Personally speaking, I find the whole travelling over to the UK to avail of a very simple and quick bankruptcy procedure a quite frankly disgusting abdication of personal responsibility and typical of the change in Irish psyches over the last 15-20 years.

12 months is a ridiculously short time to be allowed to come out of bankruptcy IMO (just as 12 years is far too long). Now while I accept that bankruptcy is the only solution in some instances, there HAS to be some pain involved. I find it absolutely disgraceful that someone can swan off to England for a year, then come back and I have to shoulder the burden of their debt as well as my own.

People in this country made mistakes. Not just big bankers, millionaire developers and politicians (can't think of a suitable printable adjective here!) but ordinary decent working people.

I made mistakes. I took out a mortgage top-up and bought new cars and went on expensive holidays. But I'm paying for it now. I'll admit I'm lucky, I have a full-time job and my wife has a full-time job. However half of our monthly income goes solely on paying the mortgage, servicing stupid loans and paying childcare costs. If we didn't have those loans, my wife wouldn't have to work and she could enjoy our children's formative years.

I would reckon there is not one person in this country who doesn't want to see the likes of David Drumm back in Irish courts having to pay his dues to this State. So what is different about hundreds of little "David Drumms" running off to England to try to do exactly the same thing?

So I would urge our government to pass some form of legislation reducing the bankruptcy discharge period to 5 years while also refusing to accept a discharge from another country where the discharge period is less than this.

If people want to avail of UK bankruptcy then so be it, but lets not make it an easy choice.

Just my 2c anyway

Let the games begin!


----------



## DB74

Mods feel free to move this to LOS (or delete it!)


----------



## oldnick

-they don't even have to go for a year - justa few months will do the trick. 
I agree and said something similar in another thread. Absolutely there's need for reform -and the growing escape to Briatin highlights it.
But it's typical of this country to rid itself of problems by exporting them to UK.


----------



## Steve Thatcher

And while we are at it why don't we flaggelate ourselves as well. 

Why does there have to be pain? I am talking to people everyday who are on the verge of suicide because of debt. I hear their tears and their call to me is the hardest thing that they have ever done. This is not an easy decision. The solution may seem to easy to some of you, but admitting that you can't go on and then deciding to give up your house, move to a new country, leave your friends and family behind is excrutiating for people.

Please don't tell me this is easy.

By all means pay your debts as and when you can.
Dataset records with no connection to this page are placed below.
PR #10809, opened 2026-05-16
fix(cli): fix plugin tools in production build

saoudrizwan:
This fixes npm-installed Cline plugin tools not loading for production users.

The bug was easy to miss because local dev worked. When running from the monorepo with `bun run dev`, plugin examples that import `@cline/core`, `@cline/sdk`, or `@cline/shared` can resolve those packages from the workspace. In the published npm install path, the `cline` package is a Node wrapper that launches an OS-specific compiled Bun binary. Drop-in plugins under `~/.cline/plugins` are just user files, so they do not bring their own `node_modules`. That meant plugins could appear in the plugin list through filesystem discovery, while their tools failed to load because the plugin module import path could not reliably satisfy SDK imports in the packaged runtime.

There were three related problems:

1. The npm wrapper package did not ship the SDK packages that plugin authors import from.
2. Once the SDK packages were resolvable, jiti was still asked to transform every alias target, including already-compiled SDK package files from the wrapper install.
3. Runtime agent tools load through the plugin sandbox, so the packaged binary also needed to find `plugin-sandbox-bootstrap.js` from the installed platform package layout.

The fix keeps the public plugin authoring model intact: example plugins and user plugins can keep importing from `@cline/core`, `@cline/sdk`, `@cline/shared`, and the other host SDK packages. The npm wrapper now ships those packages as dependencies, and the plugin loader resolves those SDK package specifiers from packaged runtime search roots such as `CLINE_WRAPPER_PATH`.

Concretely, this PR:

- Adds `@cline/sdk`, `@cline/core`, `@cline/agents`, `@cline/llms`, and `@cline/shared` as dependencies of the generated `cline` npm wrapper package.
- Adds `@cline/sdk` to the host-provided plugin SDK specifier set so `@cline/sdk` works as the public plugin entrypoint, not only `@cline/core`.
- Updates `@cline/core` to jiti 2.7.
- Resolves host packages from runtime search roots that exist in packaged installs, including the npm wrapper path and executable-relative layout.
- Keeps plugin imports inside jiti with `tryNative: false`, so Bun native import does not try to resolve `@cline/core` from a drop-in plugin directory with no adjacent `node_modules`.
- Leaves `jiti.import()` on the async path so ESM plugins with top-level await continue to work.
- Only passes TS alias targets to jiti `transformModules`; compiled JS targets from wrapper dependencies are resolved as compiled JS instead of being re-transformed.
- Locates jiti's babel transform from real disk when available, avoiding lazy transform lookup problems inside `bun build --compile`.
- Adds packaged-layout sandbox bootstrap resolution so runtime plugin tools load in the agent path, not only in settings or `config tools`.
- Adds regression coverage for a standalone plugin resolving SDK dependencies from the npm wrapper path and for an ESM plugin using top-level await.

The important architecture detail is that the wrapper SDK packages and jiti aliasing are complementary:

```text
wrapper SDK dependencies
  make @cline/core, @cline/sdk, @cline/shared, etc. exist on disk next to the npm wrapper

jiti aliases
  let drop-in plugin imports resolve to host-provided SDK package files

transformModules filtering
  keeps TS workspace aliases transformable in dev, but avoids transforming compiled wrapper dependencies in packaged installs

sandbox bootstrap packaged-path lookup
  lets runtime plugin execution find plugin-sandbox-bootstrap.js from npm wrapper and platform binary layouts
```

Why not just rely on the compiled binary containing the code?

Bun's compiled binary contains the Cline code internally, but it does not expose a Node package namespace that a user plugin can import as `@cline/core`. A no-SDK wrapper experiment confirmed this: `cline config plugins` could still discover plugin files, but `cline config tools` only showed built-in tools because the plugin SDK imports could not be satisfied.

Why filtering `transformModules` matters after adding wrapper SDK dependencies:

Making `@cline/core` resolvable fixes correctness, but by itself it made `cline config tools` slow in packaged smoke tests. The old importer used:

```ts
transformModules: Object.keys(sortedAliases)
```

In local dev, that is reasonable because workspace aliases point at TypeScript source. In npm installs, those same alias keys can point at compiled `dist` files under wrapper `node_modules`. Asking jiti to transform that compiled package tree was the source of the 7 to 9 second `cline config tools` path.

The cleaned-up importer now computes:

```ts
const transformModules = Object.entries(sortedAliases)
  .filter(([, target]) => shouldTransformAliasTarget(target))
  .map(([specifier]) => specifier);
```

That preserves local dev behavior for TS workspace aliases and keeps packaged installs fast by not transforming compiled SDK packages.

There is also a settings versus runtime distinction that matters for this bug. Settings tool listing imports plugins in-process through `listPluginTools()`. Runtime agent tools load through the sandbox path and need `plugin-sandbox-bootstrap.js` to be found from the packaged layout. We saw states where tools could appear in settings but not reach the agent, so this PR fixes both the in-process import side and the sandbox bootstrap lookup side.

Debugging journey and gotchas:

- Plugin file discovery and plugin tool loading are different paths. The Plugins screen can show plugin files without importing them. Tool loading must import the plugin and run setup.
- Local dev worked because workspace packages were present and aliases resolved to source files.
- Packaged installs initially failed because the wrapper did not provide the SDK packages plugin authors import.
- After wrapper SDK packages were added, packaged tool listing became slow because jiti was transforming compiled host SDK dependencies.
- A virtual module experiment made the hot path fast, but it was the wrong long-term shape: it depended on `require()` for host modules, was brittle for ESM-only exports, and pushed toward sync jiti loading that could regress top-level await plugins.
- The agent path had one more requirement beyond settings: the plugin sandbox bootstrap had to be found from the platform package layout.
- During local testing, the wrapper cache at `bin/.cline` can hide stale binaries. The wrapper checks `bin/.cline` before resolving the platform package, so rebuilding the workspace binary is not enough unless the wrapper install and postinstall cache are refreshed.

Alternatives considered during debugging:

- Loading settings tools through the plugin sandbox. This worked functionally but made opening settings and toggling tools feel slow because it spawned sandbox work for UI listing.
- Caching plugin tool summaries. This would hide the import cost and add invalidation risk without fixing the underlying module resolution and transform issue.
- Static host SDK imports inside `plugin-module-import.ts`. This made the sandbox bootstrap bundle pull in too much core code and caused packaged sandbox failures.
- jiti virtual modules for host SDK packages. This was fast but too brittle for package export semantics and ESM compatibility.
- Removing wrapper SDK dependencies after adding aliasing. Tested and rejected because the compiled binary does not expose importable Node package namespaces to user plugins.
- Deferring unrelated slash command plugin loading. Useful as a later performance follow-up, but not the fire fix for production plugin tools.

This PR is intentionally scoped to making the existing plugin system work for npm-installed users without changing the plugin authoring API.

### DIFF
--- a/sdk/apps/cli/script/publish-npm.ts
+++ b/sdk/apps/cli/script/publish-npm.ts
@@ -41,6 +41,14 @@ const expectedPlatformPackages = [
 	"@cline/cli-windows-x64",
 ] as const;
 
+const hostSdkPackages = [
+	{ name: "@cline/sdk", directory: "sdk" },
+	{ name: "@cline/core", directory: "core" },
+	{ name: "@cline/agents", directory: "agents" },
+	{ name: "@cline/llms", directory: "llms" },
+	{ name: "@cline/shared", directory: "shared" },
+] as const;
+
 interface PlatformPackageManifest {
 	name: string;
 	version: string;
@@ -66,6 +74,26 @@ function isPlatformPackageManifest(
 		typeof value.version === "string" &&
 		isStringArray(value.os)
 	);
+}
+
+function readPackageVersion(name: string, packageJsonPath: string): string {
+	const pkg: unknown = JSON.parse(readFileSync(packageJsonPath, "utf-8"));
+	if (!isRecord(pkg) || pkg.name !== name || typeof pkg.version !== "string") {
+		console.error(`Invalid package manifest for ${name}: ${packageJsonPath}`);
+		process.exit(1);
+	}
+	return pkg.version;
+}
+
+function buildHostSdkDependencies(): Record<string, string> {
+	const dependencies: Record<string, string> = {};
+	for (const pkg of hostSdkPackages) {
+		dependencies[pkg.name] = readPackageVersion(
+			pkg.name,
+			join(cliDir, "../../packages", pkg.directory, "package.json"),
+		);
+	}
+	return dependencies;
 }
 
 function removePackedTarballs(dir: string): void {
@@ -175,6 +203,7 @@ if (sourceVersion !== version) {
 }
 const sourceRepository =
 	"repository" in sourcePkgRecord ? sourcePkgRecord.repository : undefined;
+const hostSdkDependencies = buildHostSdkDependencies();
 
 console.log(`Publishing ${wrapperPackageName} v${version}`);
 console.log(`  Tag: ${npmTag}`);
@@ -270,6 +299,7 @@ const wrapperPackageJson = {
 	scripts: {
 		postinstall: "node ./postinstall.mjs || true",
 	},
+	dependencies: hostSdkDependencies,
 	optionalDependencies: binaries,
 };
 
--- a/sdk/apps/cli/script/publish-npm.ts
+++ b/sdk/apps/cli/script/publish-npm.ts
@@ -119,6 +119,28 @@ async function npmPackageVersionExists(
 	return result.exitCode === 0;
 }
 
+async function verifyPublishedDependencies(
+	dependencies: Record<string, string>,
+): Promise<void> {
+	const missingDependencies: string[] = [];
+	for (const [name, version] of Object.entries(dependencies).sort()) {
+		if (!(await npmPackageVersionExists(name, version))) {
+			missingDependencies.push(`${name}@${version}`);
+		}
+	}
+
+	if (missingDependencies.length === 0) {
+		return;
+	}
+
+	console.error("Wrapper package dependencies are not published:");
+	for (const dependency of missingDependencies) {
+		console.error(`  ${dependency}`);
+	}
+	console.error("Publish the SDK packages before publishing the CLI wrapper.");
+	process.exit(1);
+}
+
 async function publishPackage(input: {
 	name: string;
 	version: string;
@@ -211,6 +233,10 @@ console.log(`  Dry run: ${dryRun}`);
 console.log(`  Platform packages: ${Object.keys(binaries).length}`);
 for (const name of Object.keys(binaries)) {
 	console.log(`    ${name}`);
+}
+
+if (!dryRun) {
+	await verifyPublishedDependencies(hostSdkDependencies);
 }
 
 // Step 1: Publish platform-specific packages (in parallel)
--- a/sdk/bun.lock
+++ b/sdk/bun.lock
@@ -19,7 +19,7 @@
     },
     "apps/cli": {
       "name": "@cline/cli",
-      "version": "3.0.1",
+      "version": "3.0.3",
       "bin": {
         "cline": "src/index.ts",
       },
@@ -313,7 +313,7 @@
         "@opentelemetry/sdk-trace-base": "^2.6.1",
         "@opentelemetry/sdk-trace-node": "^2.6.1",
         "@opentelemetry/semantic-conventions": "^1.40.0",
-        "jiti": "^1.21.7",
+        "jiti": "^2.7.0",
         "nanoid": "^5.1.7",
         "node-machine-id": "^1.1.12",
         "simple-git": "3.36.0",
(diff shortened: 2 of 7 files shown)


robinnewhouse:
Review team findings:

- **High** `sdk/packages/core/src/extensions/plugin/plugin-module-import.ts:747`  
  Switching from `await jiti.import(pluginPath, {})` to synchronous `jiti(pluginPath)` breaks existing ESM plugins that use top-level `await`. The sync path wraps code as CJS, so valid `.mjs` plugins can now throw `await is only valid in async functions...`. Keep an async path or add a fallback for ESM/TLA plugins.

- **High** `sdk/packages/core/src/extensions/plugin/plugin-module-import.ts:623`  
  `requireHostModule()` populates `virtualModules` with `createRequire(wrapperPath)(specifier)`, but the published `@cline/sdk`, `@cline/core`, `@cline/agents`, and `@cline/llms` package exports are import-only. `require()` will not load those entries, so the main virtual-module optimization can silently fail and fall back to jiti transforming SDK package files. Load the ESM exports explicitly, add a require-compatible bridge/export, and cover `@cline/sdk`/`@cline/core` in the wrapper-path test.

- **Medium** `sdk/packages/core/src/extensions/plugin/plugin-sandbox.ts:169`  
  The new wrapper/executable bootstrap lookup has no regression test. Because `BOOTSTRAP` is resolved at module load, existing dev-path tests would still pass if packaged `CLINE_WRAPPER_PATH` lookup is broken. Add a test that sets up a fake wrapper `node_modules/@cline/cli-${platform}-${arch}/extensions/plugin-sandbox-bootstrap.js`, imports after setting env, and asserts that bootstrap file is used.

- **Medium** `sdk/apps/cli/script/publish-npm.ts:302`  
  The wrapper now has hard dependencies on the SDK packages, but the publish script only publishes platform packages and the wrapper. If a future SDK package version is not already published/propagated, `npm install -g cline` can fail after wrapper publish. Add a preflight `npm view` check for every generated dependency or publish those packages before the wrapper.

- **Low** `docs/sdk/guides/writing-plugins.mdx:254`  
  The docs say `@cline/` imports should be peer dependencies, but the package snippet still declares only `@cline/core` while the example imports `@cline/sdk` at `docs/sdk/guides/writing-plugins.mdx:218`. Update the snippet to include `@cline/sdk` or document the supported host-provided specifiers explicitly.

saoudrizwan:
Thanks, the first two High findings should be addressed by the latest commit `b224a4bb2`:

1. The plugin loader is back on the async path: `importPluginModule()` now returns `await jiti.import(pluginPath, {})`, and there is a regression test for an `.mjs` plugin with top-level await.

2. The virtual module path is no longer used. `requireHostModule()` and `virtualModules` were removed. The loader now resolves host SDK imports through aliases rooted in the wrapper/runtime package layout, and only passes TS alias targets to `transformModules`, so compiled wrapper SDK packages are not transformed.

I am going through the remaining items next. The sandbox bootstrap packaged-layout test still looks valid, so I will add that coverage now.

saoudrizwan:
Docs follow-up handoff for Robin's last remaining item:

The remaining review item is the docs mismatch around host-provided SDK imports. The runtime PR now handles plugin imports for the host SDK packages, but the docs still have an inconsistent package example.

What to fix:

- In `docs/sdk/guides/writing-plugins.mdx`, the example plugin imports from `@cline/sdk`, but the package snippet only declares `@cline/core` as a peer dependency. Update the snippet to include `@cline/sdk` too.
- Check `docs/customization/plugins.mdx` as well. It has similar plugin package guidance that may also only mention `@cline/core`.
- Prefer documenting the general rule: any `@cline/*` package a plugin imports should be declared as an optional peer dependency. The currently host-provided package set is `@cline/sdk`, `@cline/core`, `@cline/agents`, `@cline/llms`, and `@cline/shared`.
- Keep these as peer dependencies, ideally optional peer dependencies, not bundled dependencies. The plugin runtime resolves host SDK packages from the development workspace or the installed npm wrapper. Bundling them into each plugin is not the intended path.

Suggested package snippet shape:

```json
{
  "peerDependencies": {
    "@cline/sdk": "*",
    "@cline/core": "*"
  },
  "peerDependenciesMeta": {
    "@cline/sdk": {
      "optional": true
    },
    "@cline/core": {
      "optional": true
    }
  }
}
```

No runtime code should be needed for this docs follow-up. It can be a small separate docs commit on top of this PR.

saoudrizwan:
> The wrapper's SDK dependencies are written as exact version strings (e.g. "@cline/core": "1.2.3") with no semver range prefix. This is likely intentional given the tight coupling between the compiled binary and its SDK packages, but it means npm install -g cline will refuse to update just the SDK packages and requires a full wrapper release for any SDK patch. If independent patching is ever desired, adding a ^ prefix here is all that is needed.

On the exact SDK dependency versions: yes, that is intentional for this PR.

The published `cline` wrapper, the platform binary package, and the host SDK packages are effectively one runtime bundle for plugin loading. The binary was compiled from a specific repo state, and the SDK packages published alongside it expose the package exports and dist layout that plugins resolve through at runtime.

Using exact versions keeps installs in a tested shape:

```txt
cline wrapper
  -> matching @cline/cli-<platform>-<arch> binary
  -> matching @cline/sdk / @cline/core / @cline/agents / @cline/llms / @cline/shared packages
```

If we used a floating range here, npm could produce a mixed install where the wrapper and binary are from one release but `@cline/core` or `@cline/sdk` has floated to a newer compatible-looking version. That might work, but it is a runtime combination we did not build or test together, and plugin loading is sensitive to package exports, dist layout, bootstrap paths, and jiti behavior.

The tradeoff is real: patching plugin runtime support for global npm users means publishing a new wrapper release, not only a new SDK package. For now that is the safer contract. We can revisit semver ranges later if we want to explicitly support independently updatable host SDK packages with compatibility guarantees.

If you can't don't KILL yourself. Further don't foist our moral code on others, whose situation you cannot even begin to understand.

Steve


----------



## Brendan Burgess

> 12 months is a ridiculously short time to be allowed to come out of bankruptcy IMO (just as 12 years is far too long).



I think that is the key. If I was bankrupt, I would certainly go to the UK in preference for waiting for the government to modernise our laws. I would imagine that if I went now, I would be out of bankruptcy before the legislation is passed by the Oireachtas.

But let's be clear, the taxpayer/banks are not losing a lot through this process. These people are bankrupt. The process is just recognising that. 

If someone has a good salary like you have, DB, they will not be able to apply for bankruptcy because they can pay their debts as they fall due.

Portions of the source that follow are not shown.